How to find TF-IDF of specific words?

alamsaqib · November 25, 2015, 9:45am

Hi experts. I am new to Knime. I have 5 text files named, 1500.txt, 1600.txt.....1900.txt. Using Python I selected 200 most frequently used words from 1500.txt and compared those words with other text files. The following is an example of those words:-

Words	1500	1600	1700	1800	1900
love	1775	904	897	887	798
great	1564	832	2044	2025	1574
good	1508	1599	2009	1671	1329
thee	1494	1644	1023	339	75
lord	1203	877	2110	823	84

Now the question is, I want to calculate TF-IDF of these 200 words in each text file. I am attaching the list of 200 words for ready reference. I hope you all understand my question.

Best wishes

Alam

wordscount.csv

ImNotGoodSry · November 25, 2015, 10:25am

Hi Alam,

you can either use the Math Formula node or the Java Snippet node. The correspondent formula(s) can be found here:

https://en.wikipedia.org/wiki/Tf–idf

I hope that's what you were looking for.

Best,
Marc

alamsaqib · November 25, 2015, 12:18pm

Thanks Marc. Actually i dont know which nods i will use and how i will do it? Can you you please help to making the workflow and creating the step by step nods?

Best wishes

Alam

ImNotGoodSry · November 25, 2015, 3:47pm

You can import the data from your CSV file using the CSV Reader node. Thereafter you can use one or more Math Formula nodes to calculate whatever you want (normalized term frequency, inverse document frequency). Alternatively you can use the Java Snippet node if you are familiar to Java.

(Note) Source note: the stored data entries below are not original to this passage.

Issue #936, opened 2021-08-10
SchemaMigrator/SchemaValidator - add tests for corner cases


gbadner:
There are some corner cases that are covered by ORM tests. They should be migrated to Reactive to make sure they work properly.

Here are some ORM `SchemaMigrator` tests that should be reviewed for possible inclusion in Hibernate Reactive:
```
SchemaUpdateTableBackedSequenceTest
CrossSchemaForeignKeyGenerationTest
UniqueConstraintDropTest
MySQLDropConstraintThrowsExceptionTest
SchemaMigrationTargetScriptCreationTest
SchemaMigrationToOutputScriptTest     -> @RequiresDialect(H2Dialect.class)
SchemaMigratorHaltOnErrorTest        -> skip DB2 & Derby
SchemaUpdateProceedOnErrorTest
SchemaUpdateSchemaNameTest     ->  @RequiresDialect(MySQL5Dialect.class)
```
Here are some ORM `SchemaValidator` tests that should be reviewed for possible inclusion in Hibernate Reactive:
```
LongVarcharValidationTest
NumericValidationTest
GroupedSchemaValidatorImplTest       -> @RequiresDialect(H2Dialect.class)
IndividuallySchemaValidatorImplConnectionTest       -> @RequiresDialect(H2Dialect.class)
IndividuallySchemaValidatorImplTest       -> @RequiresDialect(H2Dialect.class)
SchemaToolTransactionHandlingTest
```

gbadner:
I don't think they all need to be added. I'll take a look at these and see which ones we need.

DavideD:
I think we cover these cases, we will fix errors when they present themselves

PR #977, opened 2021-09-28
[936] SchemaMigrator/SchemaValidator tests for corner cases

blafond:
Addresses [#936](https://github.com/hibernate/hibernate-reactive/issues/936)

Test cases for corner cases of schema update, migration and validation

### DIFF
--- a/hibernate-reactive-core/src/test/java/org/hibernate/reactive/schema/NumericValidationTest.java
+++ b/hibernate-reactive-core/src/test/java/org/hibernate/reactive/schema/NumericValidationTest.java
@@ -1,0 +1,185 @@
+/* Hibernate, Relational Persistence for Idiomatic Java
+ *
+ * SPDX-License-Identifier: Apache-2.0
+ * Copyright: Red Hat Inc. and Hibernate Authors
+ */
+package org.hibernate.reactive.schema;
+
+import static org.hibernate.tool.schema.JdbcMetadaAccessStrategy.GROUPED;
+import static org.hibernate.tool.schema.JdbcMetadaAccessStrategy.INDIVIDUALLY;
+
+import java.math.BigDecimal;
+import javax.persistence.Column;
+import javax.persistence.Entity;
+import javax.persistence.Id;
+
+import org.hibernate.cfg.Configuration;
+import org.hibernate.reactive.BaseReactiveTest;
+import org.hibernate.reactive.containers.DatabaseConfiguration;
+import org.hibernate.reactive.provider.Settings;
+
+import org.junit.After;
+import org.junit.Before;
+import org.junit.Test;
+
+import io.vertx.ext.unit.TestContext;
+
+public abstract class NumericValidationTest extends BaseReactiveTest {
+
+	public static class IndividuallyNumericValidationTestBase extends NumericValidationTest {
+
+		@Override
+		protected Configuration constructConfiguration(String hbm2DdlOption) {
+			final Configuration configuration = super.constructConfiguration( hbm2DdlOption );
+			configuration.setProperty( Settings.HBM2DDL_JDBC_METADATA_EXTRACTOR_STRATEGY, INDIVIDUALLY.toString() );
+			return configuration;
+		}
+	}
+
+	public static class GroupedNumericValidationTestBase extends NumericValidationTest {
+
+		@Override
+		protected Configuration constructConfiguration(String hbm2DdlOption) {
+			final Configuration configuration = super.constructConfiguration( hbm2DdlOption );
+			configuration.setProperty( Settings.HBM2DDL_JDBC_METADATA_EXTRACTOR_STRATEGY, GROUPED.toString() );
+			return configuration;
+		}
+	}
+
+	protected Configuration constructConfiguration(String hbm2DdlOption) {
+		Configuration configuration = constructConfiguration();
+		configuration.setProperty( Settings.HBM2DDL_AUTO, hbm2DdlOption );
+		configuration.setProperty( Settings.DEFAULT_CATALOG, "hreact" );
+		return configuration;
+	}
+
+	@Before
+	@Override
+	public void before(TestContext context) {
+
+		Configuration configuration = constructConfiguration( "create" );
+		configuration.addAnnotatedClass( TestEntity.class );
+
+		test( context, setupSessionFactory( configuration )
+				.thenCompose( v -> factoryManager.stop() ) );
+	}
+
+	@After
+	@Override
+	public void after(TestContext context) {
+
+		final Configuration configuration = constructConfiguration( "drop" );
+		configuration.addAnnotatedClass( TestEntity.class );
+
+		test( context, factoryManager.stop()
+				.thenCompose( v -> setupSessionFactory( configuration ) )
+				.thenCompose( v -> factoryManager.stop() ) );
+	}
+
+	@Test
+	public void testValidationSucceed(TestContext context) {
+		Configuration configuration = constructConfiguration( "validate" );
+		configuration.addAnnotatedClass( TestEntity.class );
+
+		test(
+				context,
+				setupSessionFactory( configuration )
+						.thenCompose( v -> getSessionFactory()
+								.withTransaction(
+										(session, t) -> session.createQuery( "FROM TestEntity", TestEntity.class )
+												.getResultList() ) )
+						.thenAccept( results -> context.assertTrue( results.isEmpty() ) )
+		);
+	}
+
+	@Test
+	public void testDataTypePostgreSql(TestContext context) {
+		final TestEntity testEntity = new TestEntity();
+		testEntity.id = 9;
+		testEntity.number = new BigDecimal( 3.14159 );
+
+		String columnTypeQuery =
+				"select data_type from information_schema.columns " +
+						"where table_name = 'testentity' and column_name = 'numbervalue';";
+
+		final Configuration configuration = constructConfiguration( "update" );
+		configuration.addAnnotatedClass( TestEntity.class );
+
+		if ( DatabaseConfiguration.dbType() != DatabaseConfiguration.DBType.POSTGRESQL ) {
+			return;
+		}
+		test(
+				context,
+				setupSessionFactory( configuration )
+						.thenCompose( v -> getSessionFactory()
+								.withTransaction( (session, t) -> session.persist( testEntity ) ) )
+						.thenCompose( v1 -> openSession()
+								.thenCompose( s -> s
+										.find( TestEntity.class, testEntity.id )
+										.thenAccept( result -> {
+													context.assertNotNull( result );
+													context.assertEquals( testEntity.number, testEntity.number );
+												}
+										).thenCompose( v -> s.createNativeQuery( columnTypeQuery, String.class )
+												.getResultList()
+												.thenAccept( list -> {
+													context.assertEquals( 1, list.size() );
+													context.assertTrue( list.get( 0 ).equals( "numeric" ) );
+												} )
+										)
+								)
+						)
+		);
+	}
+
+	@Test
+	public void testDataTypeDB2(TestContext context) {
+		TestEntity testEntity = new TestEntity();
+		testEntity.id = 9;
+		testEntity.number = new BigDecimal( 3.14159);
+
+		String columnTypeQuery =
+				"SELECT TYPENAME\n" +
+						"FROM SYSCAT.COLUMNS where TABSCHEMA = 'HREACT' and TABNAME = 'TESTENTITY' and COLNAME = 'NUMBERVALUE'\n" +
+						"ORDER BY TABSCHEMA, TABNAME, COLNAME;";
+
+		final Configuration configuration = constructConfiguration( "validate" );
+		configuration.addAnnotatedClass( TestEntity.class );
+
+		if( DatabaseConfiguration.dbType() != DatabaseConfiguration.DBType.DB2 ) {
+			return;
+		}
+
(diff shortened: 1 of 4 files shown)


DavideD:
Is this for all databases?

DavideD:
Shouldn't you rebase this on top of this other PR? https://github.com/hibernate/hibernate-reactive/pull/970

hibernate-reactive-core/src/test/java/org/hibernate/reactive/schema/NumericValidationTest.java
```diff
@@ -0,0 +1,185 @@
...
+		String columnTypeQuery =
+				"select data_type from information_schema.columns " +
+						"where table_name = 'testentity' and column_name = 'numbervalue';";
+
+		final Configuration configuration = constructConfiguration( "update" );
+		configuration.addAnnotatedClass( TestEntity.class );
+
+		if ( DatabaseConfiguration.dbType() != DatabaseConfiguration.DBType.POSTGRESQL ) {
+			return;
+		}
```
DavideD, line 110: If you do things this way, this test will result in a success even if, in reality, you want to skip it.
That's way I've created the rule. It will also call the before/after methods.

hibernate-reactive-core/src/test/java/org/hibernate/reactive/schema/NumericValidationTest.java
```diff
@@ -0,0 +1,185 @@
...
+			final Configuration configuration = super.constructConfiguration( hbm2DdlOption );
+			configuration.setProperty( Settings.HBM2DDL_JDBC_METADATA_EXTRACTOR_STRATEGY, GROUPED.toString() );
+			return configuration;
+		}
+	}
+
+	protected Configuration constructConfiguration(String hbm2DdlOption) {
+		Configuration configuration = constructConfiguration();
+		configuration.setProperty( Settings.HBM2DDL_AUTO, hbm2DdlOption );
+		configuration.setProperty( Settings.DEFAULT_CATALOG, "hreact" );
```
DavideD, line 52: Is setting the catalog part of the corner case? Because I don't think it's going to work for all databases

hibernate-reactive-core/src/test/java/org/hibernate/reactive/schema/NumericValidationTest.java
blafond: Right.   Some of these tests are not DB specific in their purpose, but DB specific in **query** implementation.  So options are still to find a cleaner (efficient) way to make that happen in one test class, or break them apart into multiple classes. I'm good with either.

hibernate-reactive-core/src/test/java/org/hibernate/reactive/schema/NumericValidationTest.java
blafond: good point. Will tweak that test.

DavideD: I know that there was an issue where not setting the catalog wil lcause a `NullPointerException`. Iif you rebase on top of [this pr](https://github.com/hibernate/hibernate-reactive/pull/970), that issue should be solved.

hibernate-reactive-core/src/test/java/org/hibernate/reactive/schema/NumericValidationTest.java
DavideD: Break it in separate classes, please. Maybe inner classes extending an abstract super class.

The rule I've created is not that powerful and it only works for classes.  if the only difference is the query, having an abstract super class with a mehod `getQuery` (and maybe `getResult`) will avoid a lot of duplicated work,

I think we could now switch to JUnit 5 and it will make the management of different test sper database easier. But that's a separate issue for when we have time.

DavideD:
By the way, the reason I sue the `#` and then the issue number is that it's clickable when looking at the history on github. You can see an example here: https://github.com/hibernate/hibernate-reactive/commits/main

DavideD:
If you only use the issue number (for example,` [936] SchemaMigrator/SchemaValidator tests for corner cases`) 936 is not linkable anymore

hibernate-reactive-core/src/test/java/org/hibernate/reactive/schema/NumericValidationTest.java
blafond: sure.. I'll  work toward abstraction and getQuery() & getResult().

@DavideD I added a `schema` package since there may be more tests.  Any issue with doing that at this time?

DavideD: > @DavideD I added a `schema` package since there may be more tests. Any issue with doing that at this time?

No, that's fine

hibernate-reactive-core/src/test/java/org/hibernate/reactive/schema/SchemaUpdateProceedOnErrorTest.java
```diff
@@ -0,0 +1,96 @@
...
+		final Configuration configuration = constructConfiguration( "drop" );
+		configuration.addAnnotatedClass( From.class );
+
+		test( context, factoryManager.stop()
+				.thenCompose( v -> setupSessionFactory( configuration ) )
+				.thenCompose( v -> factoryManager.stop() ) );
+	}
+
+	@Test
+	public void testHaltOnError(TestContext context) {
```
DavideD, line 75: What's the purpose of this test?

hibernate-reactive-core/src/test/java/org/hibernate/reactive/schema/SchemaUpdateSchemaNameMySQLTest.java
```diff
@@ -0,0 +1,167 @@
...
+import org.hibernate.reactive.testing.DatabaseSelectionRule;
+
+import org.junit.After;
+import org.junit.Before;
+import org.junit.Rule;
+import org.junit.Test;
+
+import io.vertx.ext.unit.TestContext;
+
+public abstract class SchemaUpdateSchemaNameMySQLTest extends BaseReactiveTest {
```
DavideD, line 29: We have this class already in the project: https://github.com/hibernate/hibernate-reactive/blob/main/hibernate-reactive-core/src/test/java/org/hibernate/reactive/SchemaUpdateMySqlTestBase.java

Do we need a separate class for this additional tests or we can add them to the existing class?

hibernate-reactive-core/src/test/java/org/hibernate/reactive/schema/NumericValidationTest.java
DavideD: Just keep in mind that we already have several test classes in the project and you should move them in the sama package if you want to create a new one

DavideD:
In the project we have several test classes for testing schema update/validation for each database (see `SchemaUpdate*TestBase`).
If I'm not mistaken, it seems you could add the test methods to those classes (But you will need to create a new one for Db2).

hibernate-reactive-core/src/test/java/org/hibernate/reactive/schema/SchemaUpdateSchemaNameMySQLTest.java
blafond: It's possible to add the tests to current HR MySQL test but I may need to bring over the the ORM version of the entities which don't have PK/FK defined.  The tests will fails when loading the ASimpleNext metadata during build session factory.

I can do that but I think it muddies the scope of the **SchemaUpdateMySqlTestBase.java**

DavideD: Well OK, it would be nice to have all the common configuration in one place but we can do it later.

blafond:
@gbadner @DavideD  `NumericValidationTest.java`tests validation for a specific entity `BigDecimal` datatype. Since ORM test version does not specify DB type in the tests, so I'm assuming we want to set the test(s) up to do the same in HR.

The ORM test only tests if validation doesn't fail. My HR version actually executes a query to find the specific column and type and verify the DB's expected type.

Is this necessary?  In HR, I don't think we've been writing tests that don't query the data or schema metadata.

DavideD:
> @gbadner @DavideD NumericValidationTest.javatests validation for a specific entity BigDecimal datatype. Since ORM test version does not specify DB type in the tests, so I'm assuming we want to set the test(s) up to do the same in HR.

Ideally, every test should run on every database. The only time we don't do that is when a feature is  not supported by all databases or when we need to run native queries.

For this particular type of tests, I don't think it's possible because you will probably need to check that the column in the table exists and it's of the expected type. And I think you can only do that with native queries.

> The ORM test only tests if validation doesn't fail. My HR version actually executes a query to find the specific column and type and verify the DB's expected type.

Sounds good, but to test that the validation is working we would need the following use case:
1. Validation fails when a table is missing (with and without inheritance)
2. Validation fails when a column is missing
3. Validation doesn't fail if everything is alright

An example of how to test for case 1 is in `SchemaUpdateSqlServerTestBase#testVaslidationFails`.
We could move those tests in a separate class and run it for all databases

For case 2, I would run a native query that drops the column before running the test. You will need a native query for this case but because it's just a query,
you can keep track of them in a constant.

Case 3 is what you have done already

Let me know if this makes sense

DavideD:
I've just realized that we should also check that the validation doesn't fail (even if a column is missing) when `Settings.HBM2DDL_AUTO` is  not set or set to `none`

hibernate-reactive-core/src/test/java/org/hibernate/reactive/schema/NumericValidationTest.java
gbadner: It is the dialect's implementation of `#getNameQualifierSupport` that determines what *may* be required.

If `NameQualifierSupport#CATALOG` is returned, then `Settings.DEFAULT_CATALOG` may need to be defined.

If `NameQualifierSupport#SCHEMA` is returned, then `Settings.DEFAULT_SCHEMA` may need to be defined.

If `NameQualifierSupport#BOTH` is returned, then both  `Settings.DEFAULT_CATALOG` and `Settings.DEFAULT_SCHEMA` may need to be defined.

I think it depends on the particular database whether it is needed and whether `GROUPED` strategy is required. I'm not sure what happens if, for example `#getNameQualifierSupport` returns `NameQualifierSupport#CATALOG` and `Settings.DEFAULT_SCHEMA` is provided. ORM may simply ignore the setting.

@dreab8, may be able to shed more light on this.

hibernate-reactive-core/src/test/java/org/hibernate/reactive/schema/SchemaUpdateProceedOnErrorTest.java
gbadner: By default, an error found while executing `SchemaMigrator` should not terminate the bootstrap process. This is controlled by `hibernate.hbm2ddl.halt_on_error` (default is `false`)

This test will try to create a table named `From`, which is a reserved word for most databases. It should cause warnings to get logged, but the `SessionFactory` should still be created. Obviously, there will be problems if an application tries to query or insert data related to the failed DDL.

The test just checks that no exception is thrown.

hibernate-reactive-core/src/test/java/org/hibernate/reactive/schema/SchemaUpdateSchemaNameMySQLTest.java
gbadner: I think it's worth having this in a separate test because it really is very much a corner case.

Notice that the entities map `schema = "test"`.

For MySQL, `#getNameQualifierSupport` returns `NameQualifierSupport.CATALOG`. 

In other words, the mapping really is incorrect; it should map `catalog="test"`.

Internally, MySQL `DatabaseMetaData` method take the `catalog` value and uses it like it is the schema. That's mentioned [here](https://github.com/hibernate/hibernate-reactive/blob/main/hibernate-reactive-core/src/main/java/org/hibernate/reactive/provider/service/MySqlReactiveInformationExtractorImpl.java#L21-L25)

I don't remember, but I think that this weird behavior was introduced at some point, and old mappings got broken.

This is a test that the legacy mapping will still work.

hibernate-reactive-core/src/test/java/org/hibernate/reactive/schema/NumericValidationTest.java
dreab8: If I remember correctly if the db does not support schema and we provide a schema in the mapping of a table we have errors not sure about the Settings, but I may be wrong...We need to test this behaviour.

hibernate-reactive-core/src/test/java/org/hibernate/reactive/schema/SchemaUpdateSchemaNameMySQLTest.java
DavideD: @blafond Can you add some javadoc for this class, please?

From what I understand, we are testing:
1. Combination of catalog + schema names
2. Two different classes with with the same entity name and table name

I also don't see anything specific to MySQL in this test class. I think it will work for MSSQL if we change the name of the catalog to `master` during the build and probably for PostgreSQL without additional changes. @blafond could you also check if it works for the other dbs?

DavideD:
Superseeded by https://github.com/hibernate/hibernate-reactive/pull/1017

If you still don't understand what I mean, you may find some tutorials and example workflows somewhere on the KNIME homepage.

Good luck! :-)

Marc

alamsaqib · November 25, 2015, 3:53pm

Thanks a lot Marc :)

system · June 2, 2023, 9:49pm

This topic was automatically closed 90 days after the last reply. New replies are no longer allowed.